CSCI 544 — Applied Natural Language Processing

Homework 1

Due: January 20, 2016, at 23:59 Pacific Time (11:59 PM)

Updates (January 21):

The assignment is overdue; it may still be turned in with a 20% penalty. Students who registered late for the class are not subject to the penalty.

(January 15):

Clarified that the permutations (Problem 1) and byte values (Problem 2) need to be computed directly, not using existing functions.
Clarified that the input for Problem 2 only contains 2-byte characters, that is characters with Unicode code points up to U+FFFF.
Added Japanese test case, which may help with debugging.

Overview

There are two problems in this homework. In Problem 1, you will write a program that computes all the anagrams of a word. In Problem 2, you will write a small converter from UTF-16 to UTF-8. This is primarily a chance for you to install and check your setup with the required tools for the class (Python and Vocareum) and make sure you are comfortable with basic programming.

Note: Solutions to Problem 1 can be easily found on the web. You may not consult these solutions (nor solutions to Problem 2). You may however look up general Python documentation.

Problem 1

You will write a Python program which will take a string as the first parameter, and write an output file called anagram_out.txt which contains of all the anagrams (permutations) of the string, one per line, sorted alphabetically. If you use Python 2.7, name your program anagram.py; if you use Python 3.4, name your program anagram3.py. For example, your program will be expected to handle:

> python anagram.py 'ron'

This program will output a file with the following 6 lines, in this order:

nor nro onr orn rno ron

You can also test your program by comparing the output on the string ramesh to the test file (anagram_ramesh.txt). The actual test will be done with different strings.

Notes:

Clarification (January 15): The exercise asks you to compute anagrams; therefore you may NOT use Python functions or libraries that compute permutations directly, such as itertools.permutations() ; this is the part of the exercise that you need to implement yourselves.
You may use Python's built-in functions to do the sorting of the strings; there's no need to implement your own sorting algorithm or worry about culturally specific sorting.
The test strings will not include multiple occurrences of the same character (so for example the word need, which has the letter e twice, will not be used as a test string). Therefore, you do not need to worry about handling these cases.

Problem 2

Reading:

The Absolute Minimum Every Software Developer Absolutely, Positively Must Know About Unicode and Character Sets (No Excuses!)
UTF-8, a transformation format of ISO 10646 (You only need to refer to section 3, “UTF-8 definition”).

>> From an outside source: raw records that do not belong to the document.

PR #8680, opened 2026-03-14
refactor(bench): benchmark individual bundler phases

Boshen:
## Summary

- Refactor `Bundle` public API to expose `scan()`, `link()`, and `generate_from_link()` as composable steps, re-exporting `NormalizedScanStageOutput` and `LinkStageOutput` from the crate root
- Benchmark each bundler phase independently (scan, link, generate) using `iter_batched` to exclude setup work from timing
- Merge `scan.rs` benchmark into `bundle.rs` and enable minify variants for generate/bundle groups


crates/rolldown/src/bundle/bundle.rs
```diff
@@ -80,11 +80,19 @@ impl<Fs: FileSystem + Clone + 'static> Bundle<Fs> {
...
+  pub async fn scan(&mut self) -> BuildResult<NormalizedScanStageOutput> {
+    self.scan_modules(ScanMode::Full).await
+  }
+
+  pub fn link(&self, scan_output: NormalizedScanStageOutput) -> LinkStageOutput {
+    LinkStage::new(scan_output, &self.options).link()
+  }
 
-    Ok(())
+  pub async fn generate_from_link(
```
hyf0, line 91: Can we hide them under feature gates like `internal` or `bench`?

hyf0 (dismissed):

crates/rolldown/src/bundle/bundle.rs
```diff
@@ -80,11 +80,19 @@ impl<Fs: FileSystem + Clone + 'static> Bundle<Fs> {
   }
 
   #[tracing::instrument(level = "debug", skip_all, parent = &*self.bundle_span)]
-  /// This method intentionally get the ownership of `self` to show that the method cannot be called multiple times.
-  pub async fn scan(mut self) -> BuildResult<()> {
-    self.scan_modules(ScanMode::Full).await?;
+  pub async fn scan(&mut self) -> BuildResult<NormalizedScanStageOutput> {
```
hyf0, line 83:
```suggestion
  pub async fn scan(self) -> BuildResult<NormalizedScanStageOutput> {
```

`Bundle` is not execpted to be used multiple times.

Can we distinguish API that we exposed for normal usage and benchmark usage?

Boshen:
hmm let me think about this.

PR #8694, opened 2026-03-14
perf(bench): remove scan benchmark binary to halve LTO link time

Boshen:
## Summary

- Remove the redundant `scan` benchmark binary — since `bundle` (which calls `generate()`) already includes scanning, it was duplicating work
- Each benchmark binary triggers a separate fat LTO link pass (~57s locally, ~7-8 min on CI), so removing one binary cuts that cost in half
- Rename `bundle.rs` → `bench.rs` and consolidate to a single `[[bench]]` entry in Cargo.toml


Boshen:
Why do we have scan anyway when bundle includes scan?

IWANABETHATGUY (approved):

Boshen:
The `scan` benchmark was originally added in #1410 (June 2024) when the monolithic `threejs.rs` benchmark was split into separate `bundle.rs` and `scan.rs` binaries, alongside adding the `rome_ts` preset. It was split to measure scan and bundle performance independently, but since `bundle` already performs scanning as part of its pipeline, the separate binary was redundant and doubled the fat LTO link cost.

PR #8701, opened 2026-03-15
perf(plugin): reduce monomorphization bloat by merging Plugin and Pluginable traits

Boshen:
## Summary

- Merge the two-trait plugin architecture (`Plugin` + `Pluginable`) into a single `#[async_trait]` `Plugin` trait
- Previously each of ~34 plugin types generated unique future types for all 22 async hooks via RPITIT, even for default no-ops — the blanket impl then boxed each one, producing ~748 monomorphized wrappers
- Now default methods compile once (shared vtable entry), only overridden methods generate per-type code (~102 wrappers instead of 748)
- Net deletion of ~420 lines (the entire `Pluginable` trait and blanket impl)
- Re-exports `async_trait` from `rolldown_plugin` so plugin crates don't need a direct dependency


Boshen:
## Result: Net negative on binary size

After benchmarking, this approach **increases** the napi binary by **+1.8 MiB (+9.6%)** instead of reducing it.

| | `.node` binary size |
|---|---|
| `main` | 19,422,240 bytes (18.5 MiB) |
| this PR | 21,277,792 bytes (20.3 MiB) |
| **diff** | **+1,855,552 bytes (+1.8 MiB)** |

While `rolldown_plugin` itself shrank (379 KiB → 219 KiB), the `#[async_trait]` desugaring on each of the ~52 `impl Plugin for` blocks generates more total boxing/lifetime code than the old blanket impl + RPITIT approach eliminated. The monomorphization cost was effectively replaced by a larger `async_trait` overhead spread across all plugin crates.

Closing as the approach doesn't achieve its goal.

You will write a Python program which will take a path to an input file (absolute path name) as the first parameter. It will read the file as a binary file, and assume that it contains characters from Unicode's Basic Multilingual Plane (U+0000 to U+FFFF) in UTF-16 encoding (big endian), that is every 2 bytes correspond to one character and directly encode that character's Unicode code point. The program will encode each character in UTF-8 (between 1 and 3 bytes), and write the encoded bytes to a file called utf8encoder_out.txt. If you use Python 2.7, name your program utf8encoder.py; if you use Python 3.4, name your program utf8encoder3.py. For example, your program will be expected to handle:

> python utf8encoder.py /path/to/input

You can test your program by running it on the following input files and comparing the program output to the corresponding output files.

The actual test will be done with similar files.

Notes:

Clarification (January 15): The exercise asks you to compute character encodings; therefore you may NOT use Python functions or libraries that directly decode or encode characters, such as codec.encode() or codec.decode() ; this is the part of the exercise that you need to implement yourselves.
You may assume that the input is proper UTF-16 and encodes proper characters, so there's no need to test the input or worry about the security issues that are brought up in the UTF-8 specification.
The point of the exercise is encoding the characters. You may use external resources to learn how to read, process and write binary strings in Python, but computation of the actual byte values must be your own work.
You may use any type of arithmetic for computing the byte values (bitwise, integer, floating point, etc.) as long as it gives the correct results.

Grading

There will be 5 test cases for each problem, so each test case is worth 10% of the grade for the assignment.
Due to the nature of these specific problems, there is no meaningful way to assign partial credit for individual test cases. Each test case will be compared against a reference correct answer, and will be scored as correct if it matches the reference, incorrect if it doesn't.

Submission

All submissions will be completed through Vocareum; please consult the instructions for how to use Vocareum.

Vocareum accounts are only made available to students who are registered for the class. Students who are on the waiting list are welcome to try the exercise on their own, but will not be able to submit until they have registered for the class.

If you have any issues with Vocareum with regards to logging in, submission, code not executing properly, etc., please contact Siddharth.